WP4 - Data Infrastructures

Wiki pages

Objectives

  • Extend the CHAIN Knowledge base with Data Infrastructures: collecting issues, best practices & discovering data repositories that could be of interest for VRCs.
  • Support the study of data infrastructures for a few VRCs (e.g. Climate Change, HEP-SuperB, Genomics, etc.)
  • Promote trust building towards open scientific data infrastructures across the world regions, including organisational, operational and technical aspects with a strong liaison with WP3 and WP5 Activities.
  • Study the opportunities of data sharing across different eInfrastructures and continents widening the scope of the existing CHAIN Knowledge Base to Data Infrastructures.
  • Provide proof-of principle use-cases for Data sharing across the continents.

 

Description and Tasks

 

Task 4.1 – Information gathering on Data Infrastructures and relevant Data Repositories - Leader: CIEMAT


The task will perform an investigation on the data used by existing and potential trans-continental communities, i.e. VRC, which have been previously identified in the CHAIN project and also new ones that could have emerged lately. This is of outmost importance since it will allow the different communities to avoid duplicated efforts and profit from other regions’ developments and data. In addition, this harmonisation will not be restricted to the regions targeted in this proposal, but also done in cooperation with European initiatives, so the European advances could have a higher impact by the definition and proposal of data standards worldwide. The collected data will be structured and the existing CHAIN Knowledge Base will be re-organised to present this new information in an interactive graphical and tabular format.

 

Task 4.2 – Analysis of existing and proposed Data Infrastructures - Leader: INFN


An analysis on the commonalities and differences of the available data bases/ repositories (format, range, granularity, etc.), their future challenges and the mostly related executed applications will be performed.
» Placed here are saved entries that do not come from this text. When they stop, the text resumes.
PR #671, opened 2020-06-22
Remove reduce population by from titles

### LINKED ISSUE #655: Reduce use of "Population by ____" in people graph titles
UX testers recommended that recommended that the titles be front loaded with the content of what each particular graph is displaying. In other words, titles should be reworded to avoid all titles beginning with "Population by ___".

AmndaPlant:
Closes #655 

Removes the term "population by" from panel titles.

Haven't made the change for the french version yet. I did also notice a few other yaml files but I couldn't figure out exactly where they were being used so for now I didn't change them.

### DIFF
--- a/client/src/tables/orgEmployeeGender.js
+++ b/client/src/tables/orgEmployeeGender.js
@@ -27,13 +27,13 @@ export default {
   },
 
   name: {
-    en: "Population by Employee Gender",
-    fr: "Population selon le sexe",
+    en: "Employee Gender",
+    fr: "Sexe",
   },
 
   title: {
-    en: "Population by Employee Gender",
-    fr: "Population selon le sexe",
+    en: "Employee Gender",
+    fr: "Sexe",
   },
 
   add_cols: function () {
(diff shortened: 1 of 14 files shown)


Stephen-ONeil:
RE: `Table` class stuff. These are fairly legacy at this point. A full switch to GraphQL will almost certainly mean stripping out all the ancient `Table` related code. A fair bit of the GraphQL work will be rewriting things like the datasets page, the RPB, parts of the panel infrastructure, etc. because they're all heavily based off of `Table` code at the moment.

AmndaPlant:
The other instances are found in the `Table` data, I think changing the text *could* be beneficial to ensure consistency however I don't have a super strong opinion either way

client/src/tables/orgEmployeeGender.js
```diff
@@ -27,13 +27,13 @@ export default {
   },
 
   name: {
-    en: "Population by Employee Gender",
-    fr: "Population selon le sexe",
+    en: "Employee Gender",
+    fr: "Sexe",
```
Stephen-ONeil, line 31: Double check french with someone, should it also mention "employee"? 

English should be "sex" as well, in my opinion, but we don't have to change that immediately.

PR #672, opened 2020-06-24
Service Inventory

ktw1016:


GarvinH:
#673 I've made the service list using the FancyUL for the time being

GarvinH:
#680 Have the service filter/legend done

GarvinH:
#681 the new service list

AlexCLeduc:
The department infographic is super sharp, and we’ve finally got real data! 

A couple of comments


## service overview panel

Screen Shot 2020-07-10 at 5 07 56 PM

This is super busy. There are aesthetic issues as well as readability. For example, the minus signs mean no SIN/CRA BN ?  That's not really clear. 

I think most of the information (aside from the half-pie) can be presented in one of these tables (or is it a `<dl>`? I don't remember). I totally realize the irony, it was my idea to copy their dashboards 😆 Might be nice to make a whole new panel so we can show the service folks side-by-side what we changed about their original vision. 
Screen Shot 2020-07-10 at 5 13 01 PM



## Digital status panel

Is there a way to disable the search bar? I feel like it should be turned off by default when we have less than 10 rows or something like that. 
Would also be nice if we had a single word to summarize all those sentences. The sentences are absolutely necessary to clarify things, but power users are gonna have a hard time scanning through this table 


Screen Shot 2020-07-10 at 5 49 20 PM




## Service standards 

The results-style filter is kind of giant for what it does. I think we only have met/not-met, and maybe not-available. Maybe a simple `<select>` dropdown would work and take up less space? 
Screen Shot 2020-07-10 at 5 21 32 PM

ktw1016:
Near scope:
- [ ] (Alex) Make a separate overview panel imitating our `About` bubble
- [ ] External Link icon
- [ ] Overview panel consistency
- [ ] Different viz for standards performance gauge
- [ ] (Stephen) Service to move in between People and Results bubble
- [ ]  Single service communication to bar chart without percentages, also comments into footnotes
- [ ] program ids bug
Later scope:
- [ ] (Ross) Bubbles getting cluttered
- [ ] (Ross) Separate control for filtering by service types in provided services list

client/src/panels/panel_declarations/services/single_service_panels/service_standards.js
```diff
@@ -0,0 +1,167 @@
...
+    };
+  }
+
+  render() {
+    const { service } = this.props;
+    const { active_statuses } = this.state;
+    const { result_simple_statuses } = businessConstants;
+    const standards = service.standards;
+
+    const footnotes = _.chain(standards)
```
ktw1016, line 35: Not sure if this would be enough for Footnotes (same for service_digital_status)

server/src/models/services/populate.js
```diff
@@ -2,56 +2,100 @@ import _ from "lodash";
...
+      ),
+      sin_collected: convert_to_bool_or_null(sin_collected, "Yes", "No"),
+      service_report_comment,
+      ...other_fields,
+    })
+  );
+  const standard_report_rows = _.map(
+    get_standard_csv_file_rows("standard-report.csv"),
+    ({ is_target_met, comment: standard_report_comment, ...other_fields }) => ({
+      is_target_met: convert_to_bool_or_null(_.toInteger(is_target_met), 1, 0),
```
ktw1016, line 43: not sure if we should just ask Ross to put 1/0 or true/false for these. Also specifically this one might make sense to put as `met` or `not_met` since we use those keys to index icons (`services/shared.js`)

client/src/panels/panel_routes/SingleServiceRoute.js
```diff
@@ -0,0 +1,77 @@
...
+import { Service } from "../../models/services";
+import { Subject } from "../../models/subject";
+import { infograph_href_template } from "../../link_utils.js";
+import {
+  ServiceOverview,
+  ServiceOverviewV2,
+  ServiceChannels,
+  ServiceStandards,
+  ServiceDigitalStatus,
+} from "../panel_declarations/services";
```
ktw1016, line 14: Not sure if this current structure is okay, or can be structured better?

Stephen-ONeil:
Dev link broken? Seems the dev API function doesn't understand the `has_services` query on an org.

The analysis will take into account the actions performed in WP3 in order to count on as many computational platforms as possible and will be based on:
the existing plans of relevant organisations, initiatives (e.g. identified VRCs, projects like EGI, PRACE, StratusLab) and/or committees (e.g. ESFRI), etc.; the preliminary results of the Task 4.1; the feedbacks received during the thematic workshops and high-level conferences (together with WP2).

 

Task 4.3 – Use cases - Leader: CIEMAT


For the results gathered in Task 4.2, two use cases will be proposed. These use cases are expected to be steps forward in order to achieve a common format for the stored data by means of software developments that could make all of them compatible and ‘interoperable’, this is, data stored in different formats could become valid for either a specific application or for several of them. The different actions developed in WP5 will be incorporated in order to enhance the impact of the use cases. The task will cooperate also with WP2 to make appropriate dissemination use of these activities and possibly outreach to other scientific groups and VRCs.